Repeat, exactly as written, the lines of the records below from the first through the line with "As functions evolve, current", but none past it.

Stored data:
........

Issue #4544, opened 2024-01-13
e2e: Publish e2e test completion tasks


zhzhuang-zju:
**What would you like to be added**:
As functions evolve, current e2e tests may not cover key function points well. Therefore, the e2e test is organized and published here. While writing e2e test cases, understanding of Karmada's functions can also be enhanced, which is a good way to contribute.
Thanks to the summary of @Vacant2333 , combined with the unfinished items I found, the e2e test case tasks are as follows:
- [ ] [clusterpropagation_test.go](https://github.com/karmada-io/karmada/blob/master/test/e2e/clusterpropagationpolicy_test.go)
   - [ ] add the test case when the [deployment updates](https://karmada.io/docs/next/userguide/scheduling/resource-propagating#update-deployment)
   - [ ] add the test case for the **same implicit priority** propagation
   - [ ] add the test case for **delete** the clusterPropagationPolicy
      - [ ] delete clusterPropagationPolicy and check if labels are deleted correctly (@zhzhuang-zju, #4539)
      - [ ] delete clusterPropagationPolicy and check if reference resource template and binding(clusterBinding) are deleted
      - [ ] delete a clusterPropagationPolicy when some clusterPropagationPolicies exist
   - [ ] update [clusterpropagation_test.md](https://github.com/karmada-io/karmada/blob/master/test/e2e/coverage_docs/clusterpropagation_test.md)  
- [ ] [propagation_test.go](https://github.com/karmada-io/karmada/blob/master/test/e2e/propagationpolicy_test.go)
   - [ ] add the test case for **delete** the propagationPolicy
      - [ ] delete propagationPolicy and check if labels are deleted correctly  (@zhzhuang-zju, #4539)
      - [ ] delete propagationPolicy and check if reference resource template and binding are deleted
   - [ ] update [propagation_test.md](https://github.com/karmada-io/karmada/blob/master/test/e2e/coverage_docs/propagation_test.md)
- [ ] [failover_test.go](https://github.com/karmada-io/karmada/blob/master/test/e2e/failover_test.go)
   - [ ] add a test case [when the GracePeriodSeconds is reach out](https://karmada.io/docs/next/userguide/failover/application-failover/#:~:text=after%20a%20timeout%20is%20reached%20before%20evicting%20the%20application)
   - [ ] update [failover_test.md](https://github.com/karmada-io/karmada/blob/master/test/e2e/coverage_docs/failover_test.md)
[...]

Issue #4262, opened 2023-11-17
Failed to join cluster in Pull-Mode


maaft:
**What happened**:

1. karmada installed in host-cluster and api-server is publicly exposed under <domain> and is reachable and functional (can do kubectl apply  etc)
2. in on-premise cluster (private networking; but access to internet) I try to join the host-cluster:

```shell
karmadactl register <domain> --token bsbmb3.<secret> --discovery-token-ca-cert-hash sha256:bb5593ab60547232a812109d87d48d3f16834bb68fa99035e64c8beeea442dd3
[preflight] Running pre-flight checks
[prefligt] All pre-flight checks were passed
[karmada-agent-start] Waiting to perform the TLS Bootstrap
[karmada-agent-start] Waiting to construct karmada-agent kubeconfig
Unable to connect to the server: dial tcp: lookup karmada-apiserver.karmada-system.svc.cluster.local on 127.0.0.53:53: server misbehaving
```
The join fails.

**What you expected to happen**:

I expect the member cluster to be added successfully.

RainbowMango:
> Unable to connect to the server: dial tcp: lookup karmada-apiserver.karmada-system.svc.cluster.local on 127.0.0.53:53: server misbehaving

Can you access karmada-apiserver on the machine where running the `karmadactl register`?

maaft:
yes, I can access it (via `kubectl`) from the machine where I'm running `karmadactl register`.

I'm not sure, why karmadactl even tries to resolve `karmada-apiserver.karmada-system.svc.cluster.local` on my local DNS, since I specified that karmada-api server must be found at `<domain>`?

maaft:
I did some further debugging:

`karmadaClusterInfo` in `pgk/karmadactl/register/register.go:340` contains this
```json
{
  "LocationOfOrigin": "",
  "server": "https://karmada-apiserver.karmada-system.svc.cluster.local:5443",
  "certificate-authority-data": "LS0tLS1C..."
}
```

Shouldn't there be `karmada-apiserver.example.com` instead?

maaft:
Okay, I think I found the issue:

1. karmada retrieves control plane info using bootstrap token
2. this info contains `karmada-apiserver.karmada-system.svc.cluster.local` and not `karmada-apiserver.example.com` 
3. agent kubeconfig is build with that info
4. agent tries to connect with that config and fails.

[...]

PR #5334, opened 2024-08-09
test/e2e/karmadactl_test.go: test register command

mohamedawnallah:
**What type of PR is this?**

/kind failing-test

Part of #4544 

**Context**

Dependent on #5429

```release-note
NONE
```

### DIFF
--- a/test/e2e/suites/base/karmadactl_test.go
+++ b/test/e2e/suites/base/karmadactl_test.go
@@ -40,7 +40,7 @@ import (
 	bootstrapapi "k8s.io/cluster-bootstrap/token/api"
 	"k8s.io/klog/v2"
 	"sigs.k8s.io/controller-runtime/pkg/client"
-	k8syaml "sigs.k8s.io/yaml"
+	"sigs.k8s.io/yaml"
 
 	clusterv1alpha1 "github.com/karmada-io/karmada/pkg/apis/cluster/v1alpha1"
 	policyv1alpha1 "github.com/karmada-io/karmada/pkg/apis/policy/v1alpha1"
@@ -1521,7 +1521,7 @@ var _ = ginkgo.Describe("Karmadactl apply testing", func() {
 // - error: An error if there was an issue during the process, otherwise nil.
 func WriteYamlToFile(obj interface{}, filePath string) error {
 	// Marshal the object to YAML.
-	yamlData, err := k8syaml.Marshal(obj)
+	yamlData, err := yaml.Marshal(obj)
 	if err != nil {
 		return err
 	}
@@ -1581,9 +1581,7 @@ var _ = framework.SerialDescribe("Karmadactl register testing", ginkgo.Ordered, 
 
 			// Extract the endpoint for Karmada APIServer.
 			endpointRegex := regexp.MustCompile(`(\d{1,3}\.\d{1,3}\.\d{1,3}\.\d{1,3}):(\d{1,5})`)
-			endpointMatches := endpointRegex.FindStringSubmatch(output)
-			gomega.Expect(len(endpointMatches)).Should(gomega.BeNumerically(">=", 2))
-			karmadaAPIEndpoint = fmt.Sprintf("%s:%s", endpointMatches[1], endpointMatches[2])
+			karmadaAPIEndpoint = endpointRegex.FindString(output)
 			gomega.Expect(karmadaAPIEndpoint).Should(gomega.Equal(karmadaAPIEndpointExpected))
 
 			// Extract token.
--- a/test/e2e/suites/base/karmadactl_test.go
+++ b/test/e2e/suites/base/karmadactl_test.go
@@ -40,7 +40,7 @@ import (
 	bootstrapapi "k8s.io/cluster-bootstrap/token/api"
 	"k8s.io/klog/v2"
 	"sigs.k8s.io/controller-runtime/pkg/client"
-	"sigs.k8s.io/yaml"
+	k8syaml "sigs.k8s.io/yaml"
 
 	clusterv1alpha1 "github.com/karmada-io/karmada/pkg/apis/cluster/v1alpha1"
 	policyv1alpha1 "github.com/karmada-io/karmada/pkg/apis/policy/v1alpha1"
@@ -1521,7 +1521,7 @@ var _ = ginkgo.Describe("Karmadactl apply testing", func() {
 // - error: An error if there was an issue during the process, otherwise nil.
 func WriteYamlToFile(obj interface{}, filePath string) error {
 	// Marshal the object to YAML.
-	yamlData, err := yaml.Marshal(obj)
+	yamlData, err := k8syaml.Marshal(obj)
 	if err != nil {
 		return err
 	}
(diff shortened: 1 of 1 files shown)


mohamedawnallah:
Currently this test case `should register a cluster with CA verification` fails with the following error:
```
  [FAILED] Unexpected error:
      <exec.CodeExitError>:
      error running /home/karmada/go/bin/karmadactl --kubeconfig=/home/karmada/.kube/member-e2e-gfj.config register 172.18.0.8:6443 --token bxfkm7.0xx94rzy1mda3iun --discovery-token-ca-cert-hash sha256:49514bb5d379ef5940a6e22709bfba9085950a0e54d2811c642fb75e4bdfd76c --cluster-name member-e2e-gfj --karmada-agent-image docker.io/karmada/karmada-agent:latest --ca-cert-path /tmp/karmada-e2e-301700272/ca.crt:
      Command stdout:
      [preflight] Running pre-flight checks
      [preflight] All pre-flight checks were passed
      [karmada-agent-start] Waiting to perform the TLS Bootstrap
      [karmada-agent-start] Waiting to construct karmada-agent kubeconfig

      stderr:
      Unable to connect to the server: dial tcp: lookup member-e2e-gfj-control-plane on 127.0.0.53:53: server misbehaving

      error:
      exit status 1
      {
          Err: <*errors.errorString | 0xc000062060>{
              s: "error running /home/karmada/go/bin/karmadactl --kubeconfig=/home/karmada/.kube/member-e2e-gfj.config register 172.18.0.8:6443 --token bxfkm7.0xx94rzy1mda3iun --discovery-token-ca-cert-hash sha256:49514bb5d379ef5940a6e22709bfba9085950a0e54d2811c642fb75e4bdfd76c --cluster-name member-e2e-gfj --karmada-agent-image docker.io/karmada/karmada-agent:latest --ca-cert-path /tmp/karmada-e2e-301700272/ca.crt:\nCommand stdout:\n[preflight] Running pre-flight checks\n[preflight] All pre-flight checks were passed\n[karmada-agent-start] Waiting to perform the TLS Bootstrap\n[karmada-agent-start] Waiting to construct karmada-agent kubeconfig\n\nstderr:\nUnable to connect to the server: dial tcp: lookup member-e2e-gfj-control-plane on 127.0.0.53:53: server misbehaving\n\nerror:\nexit status 1",
          },
          Code: 1,
      }
  occurred
```

Not sure if this is dependent on this issue #4262 ?

XiShanYongYe-Chang:
Thanks @mohamedawnallah 
The E2E seems to have failed for all versions.
/assign @zhzhuang-zju

mohamedawnallah:
I've checked the logs, and there is an issue with creating the [KarmadaDir](https://github.com/karmada-io/karmada/blob/37488bd1093a2c5cf808b6cf87d601caab07a05f/pkg/karmadactl/register/register.go#L80) at `/etc/karmada` because this directory is owned by `root` and requires `sudo` privileges. I've bypassed this locally by running:

```bash
sudo -E env "PATH=$PATH" ginkgo -focus "Karmadactl register testing"
```

This allows the test cases to bypass the issue, but I think there are a couple of problems with this approach. Currently, running Ginkgo with `sudo` in the CI environment could lead to issues later on?

A potential improvement could be to add a flag, something like `--karmada-directory`, to the `karmadactl register` command, similar to the `--ca-cert-path` flag. This would provide more flexibility for the end-user by allowing the use of a temporary directory during testing, thereby solving the issue out of the box. WDYT?

XiShanYongYe-Chang:
Hi @mohamedawnallah based on your previous E2E and UT, I think your test organization ideas are clear and your code is clean and easy to read. I look forward to your continued contributions. ^-^

zhzhuang-zju:
> A potential improvement could be to add a flag, something like `--karmada-directory`, to the `karmadactl register` command, similar to the `--ca-cert-path` flag. This would provide more flexibility for the end-user by allowing the use of a temporary directory during testing, thereby solving the issue out of the box. WDYT?

that make sense. Users might have the same issue under a non-root user account.

zhzhuang-zju:
> Hi @mohamedawnallah, I understand that the associated blockage has been resolved by #5862 . Do you have time to push this pr forward?

Thanks for reminding this, I almost forgot about this.

mohamedawnallah:
> Hi @mohamedawnallah, I understand that the associated blockage has been resolved by https://github.com/karmada-io/karmada/pull/5862 . Do you have time to push this pr forward?

Thanks, @XiShanYongYe-Chang, for bringing this to my attention. I've updated the test cases following the resolution of PR #5862. The remaining issue for this PR seems to be the error: `Unable to connect to the server: dial tcp: lookup member-e2e-jnpl9-control-plane on 127.0.0.53:53: server misbehaving`, which occurs when registering a cluster using a bootstrap token. I'm not sure if this is a known issue with the `karmada register` operation or something similar to what was discussed in #4262? I would love to hear your thoughts all.

XiShanYongYe-Chang:
Ask @zhzhuang-zju to help take a look~

zhzhuang-zju:
I‘ll take a look when the ci is completed

mohamedawnallah:
> The remaining issue for this PR seems to be the error: Unable to connect to the server: dial tcp: lookup member-e2e-jnpl9-control-plane on 127.0.0.53:53: server misbehaving, which occurs when registering a cluster using a bootstrap token. I'm not sure if this is a known issue with the karmada register operation or something similar to what was discussed in https://github.com/karmada-io/karmada/issues/4262? I would love to hear your thoughts all.

I've solved the issue. I found that I was using the member cluster config to create the bootstrap token instead of the Karmada APIServer config file. Changing this resolved the problem.

> error validating "/tmp/deploy-4jdtb.yaml": error validating data: [apiVersion not set, kind not set]; if you choose to ignore these errors, turn validation off with --validate=false

The e2e tests for this registering operation pass locally, but the error occurred in the CI tests and seems unrelated to the changes proposed in this PR. I've rebased onto the master branch since this PR has been open for a while, but the issue still persists. Any thoughts, @zhzhuang-zju?

mohamedawnallah:
> The remaining issue for this PR seems to be the error: Unable to connect to the server: dial tcp: lookup member-e2e-jnpl9-control-plane on 127.0.0.53:53: server misbehaving, which occurs when registering a cluster using a bootstrap token. I'm not sure if this is a known issue with the karmada register operation or something similar to what was discussed in https://github.com/karmada-io/karmada/issues/4262? I would love to hear your thoughts all.

I've solved that issue. I found that I was using the member cluster config to create the bootstrap token instead of the Karmada APIServer config file. Changing this resolved the problem.

> error validating "/tmp/deploy-4jdtb.yaml": error validating data: [apiVersion not set, kind not set]; if you choose to ignore these errors, turn validation off with --validate=false

The e2e tests for this registering operation pass locally, but the error occurred in the CI tests and seems unrelated to the changes proposed in this PR. I've rebased onto the master branch since this PR has been open for a while, but the issue still persists. Any thoughts, @zhzhuang-zju?

test/e2e/suites/base/karmadactl_test.go
```diff
@@ -26,6 +27,7 @@ import (
 
 	"github.com/onsi/ginkgo/v2"
 	"github.com/onsi/gomega"
+	"gopkg.in/yaml.v3"
```
zhzhuang-zju, line 30: @mohamedawnallah  Is it caused by the change of this YAML library, from "sigs.k8s.io/yaml" to "gopkg.in/yaml.v3"?

mohamedawnallah: Great observation, @zhzhuang-zju! 👌 That's right—Visual Studio Code's Ctrl+S failed me this time! 😂

mohamedawnallah:
>  s: "error running /home/runner/go/bin/karmadactl --kubeconfig=/home/runner/.kube/karmada.config register 172.18.0.4:6443 --token 2mnk2l.4segshmnxwcyshc9 --discovery-token-ca-cert-hash sha256:3477db6b4299125dc026573a04ebba3ebad161593c11498a7b66e3a150685ef2 --kubeconfig=/home/runner/.kube/member-e2e-9kc55.config --cluster-name member-e2e-9kc55 --karmada-agent-image docker.io/karmada/karmada-agent:latest:\nCommand stdout:\n[preflight] Running pre-flight checks\n[preflight] All pre-flight checks were passed\n[karmada-agent-start] Waiting to perform the TLS Bootstrap\n\nstderr:\nUnable to connect to the server: dial tcp: lookup karmada-host-control-plane on 127.0.0.53:53: server misbehaving\n\nerror:\nexit status 1",

It looks like the end-to-end test cases fail due to interference with other members. Running the register test case sequentially instead of in parallel may resolve the issue.

mohamedawnallah:
Hey @zhzhuang-zju, How am I supposed to move this PR forward? I've already addressed the feedback and all the test cases pass :)

XiShanYongYe-Chang:
Good job!  Isn't it okay for us to merge it?

mohamedawnallah:
> Hey @zhzhuang-zju, How am I supposed to move this PR forward? I've already addressed the feedback and all the test cases pass :)

> Sorry for the delay, I'll take a look ASAP

Never mind! I understand you've been busy. Just ping me if you have any additional feedback, and I'd be happy to address it :)

test/e2e/suites/base/karmadactl_test.go
```diff
@@ -1542,6 +1544,232 @@ func WriteYamlToFile(obj interface{}, filePath string) error {
...
+			tokenRegex := regexp.MustCompile(`--token\s+(\S+)`)
+			tokenMatches := tokenRegex.FindStringSubmatch(output)
+			gomega.Expect(len(tokenMatches)).Should(gomega.BeNumerically(">", 1))
+			token = tokenMatches[1]
+
+			// Extract discovery token CA cert hash.
+			hashRegex := regexp.MustCompile(`--discovery-token-ca-cert-hash\s+(\S+)`)
+			hashMatches := hashRegex.FindStringSubmatch(output)
+			gomega.Expect(len(hashMatches)).Should(gomega.BeNumerically(">", 1))
+			discoveryTokenCACertHash = hashMatches[1]
```
zhzhuang-zju, line 1688: Since the default validity period of the token is 24 hours, we can use the same token for different tests of the register command. I suggest moving this code into the beforeEach section for use by the subsequent two test suites. In this way, the function `extractAPIServerEndpoint` can also be omitted.

test/e2e/suites/base/karmadactl_test.go
```diff
@@ -1542,6 +1544,232 @@ func WriteYamlToFile(obj interface{}, filePath string) error {
...
+			gomega.Expect(err).ShouldNot(gomega.HaveOccurred())
+			fallbackContext = config.CurrentContext
+		})
+
+		ginkgo.By(fmt.Sprintf("Creating cluster: %s", newClusterName), func() {
+			err := createCluster(newClusterName, kubeConfigPath, controlPlane, clusterContext)
+			gomega.Expect(err).ShouldNot(gomega.HaveOccurred())
+		})
+
+		ginkgo.By(fmt.Sprintf("Set host-control-plane kubeconfig current context to %s", karmadaContext), func() {
```
zhzhuang-zju, line 1573: We can specify the kubeconfig and context through flags, so is it necessary to specifically set the current context?

test/e2e/suites/base/karmadactl_test.go
mohamedawnallah: > Since the default validity period of the token is 24 hours, we can use the same token for different tests of the register command. I suggest moving this code into the beforeEach section for use by the subsequent two test suites

I agree with reusing the token creation logic since tokens expire after 24 hours. However, as only one test case for CA Verification uses this token, is reusing the code necessary?

> In this way, the function extractAPIServerEndpoint can also be omitted.

It looks like `extractAPIServerEndpoint` function is still needed  in `should register a cluster without CA verification` test case?

test/e2e/suites/base/karmadactl_test.go
mohamedawnallah: > so is it necessary to specifically set the current context?

I don't recall the exact context back then but will try it and let you know.

test/e2e/suites/base/karmadactl_test.go
mohamedawnallah: > Since the default validity period of the token is 24 hours, we can use the same token for different tests of the register command. I suggest moving this code into the beforeEach section for use by the subsequent two test suites

I agree with reusing the same token for different tests if any since tokens expire after 24 hours. However, as only one test case for CA Verification uses this token, is putting the token creation logic in `beforeEach` necessary?

> In this way, the function extractAPIServerEndpoint can also be omitted.

It looks like `extractAPIServerEndpoint` function is still needed  in `should register a cluster without CA verification` test case?

test/e2e/suites/base/karmadactl_test.go
mohamedawnallah: > We can specify the kubeconfig and context through flags,

That's right. I've removed the code for setting the context, and the register e2e tests passed. I don't recall the rationale for manually setting the context back then.

test/e2e/suites/base/karmadactl_test.go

........

-- COMPLETED EXERCISE --
Issue #4544, opened 2024-01-13
e2e: Publish e2e test completion tasks


zhzhuang-zju:
**What would you like to be added**:
As functions evolve, current e2e tests may not cover key function points well. Therefore, the e2e test is organized and published here. While writing e2e test cases, understanding of Karmada's functions can also be enhanced, which is a good way to contribute.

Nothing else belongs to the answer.